第79章 脱出因缘无妄果,梨花树下又见君
  二十八、
  张文笙说,这到底还是个野蛮时代,这里到底还是个野蛮的地方。
  他说得没错,这个山谷小村里的人,抢男人结婚比抢钱还狠。
  当然了,他们也根本就不需要钱。
  张文笙还说:要跑马上跑,此地不宜久留。
  他倒是赵小姐指了我的当场就同我说了,但这个事并不容易做成。因为赵小姐的纤手指过我之后,她阿哥大手一挥,我就被一群大小伙子簇拥到“未来的老丈人”家里,被人看起来了。
  院墙外面有人把守,院墙里面有两条狗。
  赵玄郎醉了,“曹钰”当场没有吭气,张文笙虽然赶着跟我说了几句话,就再近不了我身畔。
  我被人推着拽着围着带走,他也就只是远远看着。
  他嘴唇在动,依稀又说了什么,我就听不清、也看不清了。因此也吃不准他会不会来找我。

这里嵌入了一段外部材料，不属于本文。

PR #3375, opened 2023-02-04
Fix team city output for dynamic parents

### LINKED ISSUE #3341: Nested Data Driven Tests is not displayed as nested in Intellij
Kotest version: 5.5.4
Intellij Idea version: 2022.3.1 (Ultimate Edition)
Kotest intellij plugin: 1.2.63-223.4884.69-EAP-SNAPSHOT
Kotlin version:1.8.0

When I run the following nested data driven tests in intellij, the tests are not shown as nested in the `Run` view

```
package com.example

import io.kotest.datatest.withData

class MyTest: FunSpec({
    context("each service should support all http methods") {

        val services = listOf(
            "http://internal.foo",
            "http://internal.bar",
            "http://public.baz",
        )
        val methods = listOf("GET", "POST", "PUT")
        withData(services) { service ->
            withData(methods) { method ->
                method shouldNotBe ""
            }
        }
    }
})
```
Here is my `Run` view.
my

  夜深了,我呆坐在屋子里,油灯烧得明晃晃的,清清楚楚能看见人进人出,有人给这整间屋子蒙上红。
  是在窗上、门沿、墙壁、土炕上都贴了殷红的符纸,上面鬼画符的大字我并不认识。
  不多时,还有神婆打扮的老妪进来沿着脚步撒下米粒。她真的很老了,脸儿好像皱缩的核桃。
  她在头上围着一匹锦,到脑后一直拖下去、拖下去、拖到脚跟,锦缎上插着一丛红花。
  她走路颤颤巍巍,那些花朵也抖抖颤颤。她踮着脚进来,步子如狐狸一样,全是脚尖着地。

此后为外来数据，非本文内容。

PR #3384, opened 2023-02-04
Feature/3382

lgtout:
This is a draft PR showing work done for 13-arity, and part of 14-arity.  
Please let me know if it looks okay.  If so, I'll replicate  for the remaining arities.  
Thanks!


vlsi:
Is this code generated?
Can it rather be replaced with a single method that takes List of arguments?

The current PR is really impossible to review and test

lgtout:
@vlsi It's a draft PR.  See [this](https://kotlinlang.slack.com/archives/CT0G9SD7Z/p1675546893648889) conversation in Slack.  It was written by hand, not generated.  What do you mean that it's impossible to review and test?  It's incomplete.  As per the Slack convo, it was just to get @sksamuel's feedback before moving on to the bulk of the work.

vlsi:
Have you considered adding a single vararg or List method instead?

What is the purpose of copy-pasting the repeated code for all the arities?

lgtout:
@vlsi That's something you should discuss with @sksamuel.  As per the Slack convo, this was the approach he asked for.  I'm agnostic to implementation.

vlsi:
Ah, vararg / List won't handle `property` arguments.

In that case, it would be nice to have the code generated to avoid off-by-one errors

lgtout:
If you propose a way to generate the code, and @sksamuel approves, I'll consider implementing it, depending on how much time I have available, and compared with how much time completing the manual approach will take.

sksamuel (approved):

PR #3394, opened 2023-02-08
Add shouldContainAllIgnoringFields

sherviiin:
Add shouldContainAllIgnoringFields() which compares collections ignoring one or more fields, in any order


Kantis (commented):
LGTM overall.

Consider handling large collections (`AssertionsConfig.maxCollectionEnumerateSize`)
Perhaps some KDoc on the assertions, as well as the kotest.io [docs](https://github.com/kotest/kotest/blob/master/documentation/docs/assertions/collections.md)

What do you think about null-handling? Should this pass?

```kotlin
data class Person(val name: String, age: Int)

val sammy = Person("Sammy", 20)
val sara = Person("Sara", 27)

listOf(sammy, sara, null).shouldContainAllIgnoringFields(
  listOf(null, sara.copy(age = 28), sammy),
  Person::age
)
```

sherviiin:
Thanks @Kantis ,
Added docs.
About `maxCollectionEnumerateSize` I'm wondering why it is not being used in other assertions 🤔 
On the null topic: I prefer to align the most possible with `shouldContainAll`. That one ignores null AFAIK.

Kantis:
> Thanks @Kantis , Added docs. About `maxCollectionEnumerateSize` I'm wondering why it is not being used in other assertions 🤔 

I'm not sure why it's not used everywhere. I think it's been added incrementally whenever we had someone who cared enough about lack of readability in outputs :)  but I would have to do some digging in git to get the whole picture.. Looking around a bit more I think we should probably use `maxCollectionPrintSize` in this case.

> On the null topic: I prefer to align the most possible with `shouldContainAll`. That one ignores null AFAIK.

```kotlin
listOf(1, 2, null, 3, null).shouldContainAll(1, 2, null) // passes

listOf(1, 2, 3).shouldContainAll(1, 2, null)
// fails: Collection should contain all of [1, 2, <null>] but was missing [<null>]
```

sksamuel:
@sherviiin do you mind adding maxCollectionPrintSize support and then we can merge.

sherviiin:
Hey @sksamuel ,
Added `maxCollectionPrintSize` in last commit.
Thanks for for reminding me about this.

sksamuel (approved):

PR #3395, opened 2023-02-08
Printing type when failing numeric or default comparison

Kantis:


Kantis:
Maybe we just want to handle BigInteger with a platform-specific print (similar to `java.io.File` and `java.nio.Path`)

sksamuel:
Love this.

sksamuel (approved):

PR #3398, opened 2023-02-09
Update Spring docs for autoscan.disable=true

ryanlewis:
When auto scan is disabled, `SpringAutowireConstructorExtension` is not loaded. This PR updates the documentation to give a clue that it will need manually loading in your project config if auto scan is disabled.


Kantis (approved):

Kantis:
Thanks @ryanlewis 🚀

  我听见她用沙哑的声音在念咒,吟唱声很悠长,我觉得更像是某种山歌。
  她唱了一刻,把我脚畔全都撒过米,就踮着脚后退着出去了。换了阿文进来,捧给我一套衣裳,竟然也配有红花,着我自己换上。
  我假装喝多了酒,拖拖拉拉地与他闲话。我说我头晕眼花,恐怕办事不力,要不咱们改天?
  阿文很淡定地对我笑笑,说:离天明还有很久,你可以喝点茶,慢慢醒酒。
  我大愣:你们这里什么风俗?作兴天亮了才圆房吗?
  阿文还是客客气气地对我笑笑,也是踮着脚轻手轻脚地后退着出去了。我留意到,他很小心,没有踏到地上的任何一粒米。
  他出去后,我听见外面又开始有人唱歌。这一次,像是环着院子,有多人吟唱,男女都有。我听见他们唱的很整齐高亢,我却完全听不懂,这是另一种的语言了,似乎很古朴,发音顿挫。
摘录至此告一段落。